5 de novembro de 2016

Adams: Scheherazade.2 (Nonesuch, 2016)



Em 1888, na introdução de “Scheherazade”, Rimsky-Korsakov escrevia assim: “Convencido da falsidade e falta de fidelidade da mulher, o sultão Shariar fez a solene promessa de que mandaria executar cada uma das suas futuras esposas após a respetiva noite de núpcias. Mas Sherazade conseguiu salvar-se contando-lhe histórias durante mil e uma noites. Movido pela curiosidade, o sultão foi diferindo a ordem de cumprimento da sentença até que, por fim, abandonou em definitivo a sangrenta jura.” Daqui, como se sabe, deixou-se o russo guiar pelo mundo de Aladino, Simbad, Ali Babá, et al., do qual regressaria com uma das grandes suítes sinfónicas do seu tempo em mãos.

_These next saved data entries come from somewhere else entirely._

PR #101, opened 2019-04-30
ci(kitchen+travis): use latest pre-salted images

myii:
* Add `suse` to `inspec.yml` for `opensuse-leap-15`

---

The pre-salted images have been updated, with more combinations available as well as more goodies!  This is the next step towards attaining a `5 x 3` matrix, which would have each `os` represented three times, for each of the supported salt versions.

### DIFF
--- a/.travis.yml
+++ b/.travis.yml
@@ -20,14 +20,23 @@ env:
   matrix:
     - INSTANCE: default-debian-9-2019-2-py3
     - INSTANCE: default-ubuntu-1804-2019-2-py3
-    - INSTANCE: default-centos-7-2019-2-py2
-    - INSTANCE: default-fedora-29-2019-2-py2
-    - INSTANCE: default-opensuse-423-2018-3-py2
-    - INSTANCE: default-debian-8-2018-3-py2
+    - INSTANCE: default-centos-7-2019-2-py3
+    - INSTANCE: default-fedora-29-2019-2-py3
+    - INSTANCE: default-opensuse-leap-15-2019-2-py3
+    - INSTANCE: default-debian-9-2018-3-py2
     - INSTANCE: default-ubuntu-1604-2018-3-py2
-    - INSTANCE: default-fedora-28-2018-3-py2
+    - INSTANCE: default-centos-7-2018-3-py2
+    - INSTANCE: default-fedora-29-2018-3-py2
+    # TODO: Use this when fixed instead of `opensuse-leap-42`
+    # Ref: https://github.com/netmanagers/salt-image-builder/issues/2
+    # - INSTANCE: default-opensuse-leap-15-2018-3-py2
+    - INSTANCE: default-opensuse-leap-42-2018-3-py2
     - INSTANCE: default-debian-8-2017-7-py2
     - INSTANCE: default-ubuntu-1604-2017-7-py2
+    # TODO: Enable after improving the formula to work with other than `systemd`
+    # - INSTANCE: default-centos-6-2017-7-py2
+    - INSTANCE: default-fedora-28-2017-7-py2
+    - INSTANCE: default-opensuse-leap-42-2017-7-py2
 
 script:
   - bundle exec kitchen verify ${INSTANCE}
@@ -64,4 +73,3 @@ jobs:
         script:
           # Run `semantic-release`
           - npx semantic-release@15
-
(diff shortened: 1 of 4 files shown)


myii:
@javierbertoli Updated this PR to work around the `service`-based `inspec` bug for `opensuse-leap-15`.

test/integration/default/controls/services_spec.rb
```diff
@@ -1,3 +1,7 @@
+# Temporary `if` due to `opensuse-leap-15` bug re: `service`
+if os[:name] == 'suse'
+  puts "[Skip `service`-based tests due to `opensuse-leap-15` bug]"
```
javierbertoli: Perhaps adding a reference to the bug in the comment, lile

```
Skip `service`-based tests due to `opensuse-leap-15` detection bug (see https://github.com/inspec/train/issues/377)
```
?

.travis.yml
```diff
@@ -20,14 +20,21 @@ env:
...
+    - INSTANCE: default-centos-7-2019-2-py3
+    - INSTANCE: default-fedora-29-2019-2-py3
+    - INSTANCE: default-opensuse-leap-15-2019-2-py3
+    - INSTANCE: default-debian-9-2018-3-py2
     - INSTANCE: default-ubuntu-1604-2018-3-py2
-    - INSTANCE: default-fedora-28-2018-3-py2
+    - INSTANCE: default-centos-7-2018-3-py2
+    - INSTANCE: default-fedora-29-2018-3-py2
+    # TODO: Use this when fixed instead of `opensuse-leap-42`
+    # - INSTANCE: default-opensuse-leap-15-2018-3-py2
```
javierbertoli: This can then be enabled, or should we remove it completely from here?

kitchen.yml
```diff
@@ -17,29 +17,40 @@ platforms:
...
-
+      image: netmanagers/salt-2018.3-py2:centos-7
+  - name: fedora-29-2018-3-py2
+    driver:
+      image: netmanagers/salt-2018.3-py2:fedora-29
+  # TODO: Use this when fixed instead of `opensuse-leap-42`
+  # - name: opensuse-leap-15-2018-3-py2
+  #   driver:
+  #     image: netmanagers/salt-2018.3-py2:opensuse-leap-15
+  #     run_command: /usr/lib/systemd/systemd
```
javierbertoli: This can be re-enabled?

kitchen.yml
```diff
@@ -54,11 +65,22 @@ platforms:
       image: netmanagers/salt-2017.7-py2:debian-8
   - name: ubuntu-1604-2017-7-py2
     driver:
-      image: netmanagers/salt-2017.7-py2:ubuntu-1604
-  # - name: centos-6-2017-7
+      image: netmanagers/salt-2017.7-py2:ubuntu-16.04
+  # Unavailable at the current time
+  # - name: centos-7-2017-7-py2
```
javierbertoli: This is a current distro with an old salt version. Do we want this combination? Is yes, I should add the image to the builder. If no, can you remove these comments? :yum:

test/integration/default/controls/services_spec.rb
myii: Good idea, done.

kitchen.yml
myii: Ref: https://github.com/netmanagers/salt-image-builder/pull/1.  This was a placeholder before you managed to resolve `centos-6`!  However, `centos-6` will need some effort to get working here.  So is this still valid or not?  In the meantime, I've removed the comment.

.travis.yml
myii: Thanks @javierbertoli!  I've just re-enabled the failing image.  Here are some refs for you, actually had two failures here:

* `opensuse-leap-15`: https://github.com/netmanagers/salt-image-builder/issues/2
* `opensuse-leap-42`: https://github.com/netmanagers/salt-image-builder/issues/3

Now to undo that again...

kitchen.yml
myii: See the [comment above](https://github.com/saltstack-formulas/template-formula/pull/101#discussion_r280443591).

.travis.yml
myii: Actually, that second failure was only for the `postgres-formula`, not the `template-formula`.

javierbertoli: Mind you add a link to the issue in the case of [opensuse-leap-15](https://github.com/netmanagers/salt-image-builder/issues/2) so we don't lose track of the reasons we disable things?

kitchen.yml
javierbertoli: Added an issue #104 to fix the services tests. I think this is OK for now.

myii:
Thanks, @javierbertoli.

PR #105, opened 2019-05-06
feat(centos-6): reshape formula and tests for this platform

### LINKED ISSUE #104: ci(kitchen) service tests should verify a service common across platforms
On the initial incarnations of the tests, we added `systemd-udevd` as the service to check. Now that we added `centos-6` platform, which is `SysV`, we should probably modify the test example to verify some other service, perhaps `crond`

myii:
* Close #104

---

This is an example of how #104 could be resolved, using `crond` as suggested by @javierbertoli, while making use of the `*.yaml` files as suggested by @baby-gnu.  This allows discussions to begin about how to finalise this implementation.

### DIFF
--- a/.travis.yml
+++ b/.travis.yml
@@ -34,7 +34,7 @@ env:
     - INSTANCE: default-debian-8-2017-7-py2
     - INSTANCE: default-ubuntu-1604-2017-7-py2
     # TODO: Enable after improving the formula to work with other than `systemd`
-    # - INSTANCE: default-centos-6-2017-7-py2
+    - INSTANCE: default-centos-6-2017-7-py2
     - INSTANCE: default-fedora-28-2017-7-py2
     - INSTANCE: default-opensuse-leap-42-2017-7-py2
 
--- a/kitchen.yml
+++ b/kitchen.yml
@@ -64,7 +64,7 @@ platforms:
   - name: centos-6-2017-7-py2
     driver:
       image: netmanagers/salt-2017.7-py2:centos-6
-      run_options: '--entrypoint /sbin/init'
+      run_command: /sbin/init
   - name: fedora-28-2017-7-py2
     driver:
       image: netmanagers/salt-2017.7-py2:fedora-28
--- a/pillar.example
+++ b/pillar.example
@@ -8,10 +8,16 @@ template:
   # Using bash package and udev service as an example. This allows us to
   # test the template formula itself. You should set these parameters to
   # examples that make sense in the contexto of the formula you're writing.
+  {%- if grains.osfinger == 'CentOS-6' %}
+  pkg: cronie
+  service:
+    name: crond
+  {%- else %}
   pkg: bash
-  config: /etc/template-formula.conf
   service:
     name: systemd-udevd
+  {%- endif %}
+  config: /etc/template-formula.conf
 
   tofs:
     # The files_switch key serves as a selector for alternative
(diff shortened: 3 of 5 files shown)


myii:
@daks Thanks for the review.

As a general note, I'm in two minds about leaving it with this "minimal intervention" or converting globally to `cron` instead of testing for `systemd`.

template/defaults.yaml
```diff
@@ -2,7 +2,7 @@
 # vim: ft=yaml
 ---
 template:
-  pkg: template
+  pkg: bash
```
javierbertoli: I think that the way it was before allows us to kept two clearly differentiated groups of files:

* the *formula-related* ones, which are all of those that have `template-something` or `something-template` or 'template' in the name.
* the *testing-related* ones, which are not intrinsically needed by the formulas: that's where (I think) we should put these examples, like `pkg: bash` or `service: whatever` 

I think the former group should be respected and kept free of 'testing-related' content, while the latter are the place for whatever we consider useful for testing (in fact, this is the same reason why I think that the linting and semver tools/files should be moved under `test`, at least).

If the content of the **formula-related** files is named `template` then I can simply go with a 'search & replace' for 's/template/my_package/g', the usage of a 'templated formula' is clear, and the entry-level for newcomers is easy (I usually do this, in fact :smile:).

However, if a newcomer needs to use the formula, 'search manually all around and make sense what to replace and what not, what is a requirement and what is an example', the template loses part of its value: 

'what should I replace? `pkg: bash` in the `template/defaults.yaml`? or that is a dependency that should not be modified?' 'same goes to `service: systemd-udev`?' 

'oh, I replaced `pkg: bash` but forgot of `pkg: cronie` in `template/osfingermap.yaml`. Is it a requirement or an example?'

javierbertoli:
> As a general note, I'm in two minds about leaving it with this "minimal intervention" or converting globally to cron instead of testing for systemd.

Following what I mentioned above, I think that the reason we're in this situation is because we're providing 'a testing framework' to be used with the future 'template-derived' formula but, at the same time, using the same framework to test the 'template' itself. This mean we need to keep the testing template simple while, at the same time, it has to be useful for us :yum:

I thought (not much, really :smile: ) of using `cron` because it's generally named the same across different distros. Now, in hindsight, notice that I forgot of `cronie` and `vixie-cron`, etc.

Perhaps, to keep things simple, we can use some other package and service?

myii:
@javierbertoli I can see benefits to both ways.  The points you make are definitely important.  On the flip side, it's nice having working examples of how the map runs the formula, i.e. how to specify the settings in the appropriate `.yaml` file.  If we do go with the way you've suggested, then there's a far simpler, albeit hackier, solution available.  We don't need to touch any of the `.yaml` files and just add a bit of Jinja to `pillar.example`:

```diff
+  {%- if grains.osfinger == 'CentOS-6' %}
+  pkg: cronie
+  service:
+    name: crond
+  {%- else %}
   pkg: bash
-  config: /etc/template-formula.conf
   service:
     name: systemd-udevd
+  {%- endif %}
+  config: /etc/template-formula.conf
```

And here's the working run for that:

* https://travis-ci.org/myii/template-formula/builds/530080602

This achieves the same thing as this PR.  How do you all feel about this method?

myii:
@javierbertoli As discussed on Slack, using the Jinja as mentioned in the comment above.  So this is ready to be merged.

javierbertoli:
Thanks @myii !

myii:
You're welcome, thanks for the merge, @javierbertoli.

PR #106, opened 2019-05-13
docs(semantic-release): add list of semantic-release compatible formulas

n-rodriguez:


johnkeates:
It would be nice to auto-generate such a list, but I guess this is the best we can do for now.

daks:
Not sure it's the best place to maintain this list, but it's has already been merged

myii:
@daks No problem, this can still easily be moved.  Any suggestions of a better location?

myii:
References to the discussion leading to this PR:

* https://freenode.logbot.info/saltstack-formulas/20190512#c2173801
* https://freenode.logbot.info/saltstack-formulas/20190512#c2173855
* https://freenode.logbot.info/saltstack-formulas/20190513#c2173858

daks:
not defined, could be "saltstack-formulas github project" for internal needs of contributors to start with, could also be a specific repo, or community doc.

myii:
@daks That's similar to what @n-rodriguez suggested in the linked discussions.  That's what I would also like ideally.  In fact, I was already planning to include it to the centralised Antora documentation, which I think is the ideal place for contributors and consumers alike.

PR #109, opened 2019-05-13
docs(readme): add testing section based on `postgres-formula`

myii:
If this is merged, the following task becomes active:

- [ ] Propagate this change to all `semantic-release` formulas, as listed in the documentation and #21.


myii:
Thanks for the reviews, @n-rodriguez and @johnkeates.

PR #110, opened 2019-05-13
docs(contributing): add recent `semantic-release` formulas

myii:


n-rodriguez:
actually the best thing to do would be a table with semantic-release, tests and tofs

like:

|formula|semantic-release|tofs|tests|
|---------|----------------------|-----|------|
|systemd-formula|true|true|true

myii:
@n-rodriguez I've merged this for the time being.  As we spoke about on Slack/IRC/Matrix, I've got concerns about managing a spreadsheet-like table here, at least in this documentation.  Perhaps a wiki page here?  It needs to be something easy to work with in any case.  And we need to move this section out of this file anyway, as is being worked on in #113.

PR #113, opened 2019-05-14
docs: update doc to facilitate reuse

daks:
As those docs needs to be updated when copying from this formula (cf https://github.com/saltstack-formulas/salt-formula/pull/415) I think we can simply and safely do it at the source.

**Update:** removing them is not a good idea, as they still serve to access `template-formula` own doc hosted on RTD. But to ease reuse of files on other formulas, I reorganized a bit. 

Ping https://github.com/saltstack-formulas/template-formula/pull/98


.gitignore
```diff
@@ -108,3 +108,7 @@ Gemfile.lock
 
 # copied `.md` files used for conversion to `.rst` using `m2r`
 docs/*.md
+
+# Vim
+*.swp
+*.swo
```
myii: Can be condensed into: `*.sw?`.

docs/CONTRIBUTING_DOCS.rst
```diff
@@ -0,0 +1,89 @@
+.. _contributing_docs:
+
+Contributing documentation
+==========================
+
```
myii: Let's move the `|docs|` badge here instead.

docs/README.rst
```diff
@@ -3,20 +3,20 @@
 template-formula
 ================
 
-|img_travis| |docs| |img_sr|
+|img_travis| |img_sr| |docs|
```
myii: As mentioned above, take out the `|docs|` badge from here.

docs/README.rst
```diff
@@ -3,20 +3,20 @@
...
-   :scale: 100%
-   :target: https://template-formula.readthedocs.io/en/latest/?badge=latest
 .. |img_sr| image:: https://img.shields.io/badge/%20%20%F0%9F%93%A6%F0%9F%9A%80-semantic--release-e10079.svg
    :alt: Semantic Release
    :scale: 100%
    :target: https://github.com/semantic-release/semantic-release
+.. |docs| image:: https://readthedocs.org/projects/docs/badge/?version=latest
+   :alt: Documentation Status
+   :scale: 100%
+   :target: https://template-formula.readthedocs.io/en/latest/?badge=latest
```
myii: As mentioned above, take out the `|docs|` badge from here.

myii:
@daks I've just merged #110, so that section is ready to be moved out of the file as well.  As I mentioned in the last comment there, it may be worth moving it out of the documentation and putting in the wiki instead, at least until we can find it a proper home.  What do you say, @n-rodriguez?

daks:
What do you want me to do to merge this PR?

myii:
@daks At least the review comments above.  The additional comments below (about the `semantic-release` section) can be ignored and dealt with in a separate PR.

n-rodriguez:
> What do you say, @n-rodriguez?

I agree

daks:
review comments should have been fixed

docs/README.rst
```diff
@@ -3,16 +3,12 @@
 template-formula
 ================
 
-|img_travis| |docs| |img_sr|
+|img_travis| |img_sr|
```
myii:
```suggestion
|img_travis| |img_sr|
```

myii:
Thanks, @daks!

PR #114, opened 2019-05-15
map.jinja: use tplroot

alxwr:
When updating a formula the following should be sufficient:

```
cp template-formula/template/map.jinja my-formula/my/map.jinja
sed -i '/set template =/set my =/' my-formula/my/map.jinja
```

Tested with `salt` and `salt-ssh` on FreeBSD 11.2.

@myii I'm bringing back a useful change you introduced earlier.


myii:
@alxwr `salt-ssh` clouded my mind!  Thanks for bringing this back.  I'll merge this as soon as the tests pass.

Follows on from #102.

myii:
Merged, thanks @alxwr.

PR #1192, opened 2024-07-03
Allow negative requirements in apko config

jonjohnsonjr:
Currently, adding !foo to the top-level package requirements of an apko config will not work. I'm not sure if this ever worked or if this is a regression, but I'd like to use it to work around an issue with the solver.


coreydaley-cg:
Closing as a stale draft: the author has moved on and the motivating solver workaround went with him. `constrain` now handles `!` prefixes, so part of this exists on `main`; whether the top-level path tolerates `!foo` end to end was not confirmed. If someone needs top-level negation, reopen or open fresh with a test.

PR #1215, opened 2024-07-23
copy annotations to config labels

imjasonh:


imjasonh:
https://github.com/chainguard-dev/apko/actions/runs/10062235445/job/27814248597 demonstrates that this change doesn't change images that don't have annotations (`TestPublish` passes without changes to the digest).

Images that specify annotations will produce different config blobs, which change image digests, which change index digests, and SBOM blobs.

imjasonh:
https://oci.dag.dev/?blob=ttl.sh/jason@sha256:d50aedcdb6fcb8c67fa2accaecf42a4084587a7cc904edfd40eec28c4478358e&mt=application%2Fvnd.oci.image.config.v1%2Bjson&size=556&manifest=ttl.sh/jason@sha256:25cc7bb368f83214f3ef52b8c780f38b720e92a5ebedb45a22739ac2ecb6fd93 is an example nginx image with the annotations (and now, labels)

jonjohnsonjr (approved):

Já o norte-americano John Adams, que em fevereiro fará 70 anos, vive na era do politicamente correto e, antes que desse por si invadido pela ambiguidade, ao deixar-se inspirar pelas mesmíssimas “Mil e Uma Noites” não passou do preâmbulo. Como o próprio explica: “Pôr-me a pensar no que seria uma Sherazade dos dias de hoje trouxe-me à memória exemplos famosos de mulheres com as vidas em risco, como a ‘rapariga do sutiã azul’, na praça Tahrir, espancada, humilhada, arrastada pelas ruas.” Foi então que decidiu compor uma “sinfonia dramática”, para recorrer à designação de Berlioz, na qual “o papel principal é interpretado pelo violino”. Nem sempre atraente ou estruturalmente bem resolvida, a peça não deixa de ser a sua melhor na última década. Há momentos em que tudo é impasse, indefinição, intriga, e nem por isso se dispersa a atenção. Noutros, a massa orquestral é insidiosa, insistente, inclemente e dela tenta soltar-se Leila Josefowicz, a heroína, ora desafiante, ora dominada, nunca menos que determinada. Sente-se a sombra do Bartók do “Concerto para Violino Nº2” aqui, a do Sibelius do Op. 47, acolá. No final do terceiro andamento dão-se uns tutti que são como uma condenação à morte. O violino reage com uma frase curta, arrastada, ferida, os sinais de vida reduzidos a raiva, rancor e repulsa pelo mundo dos homens.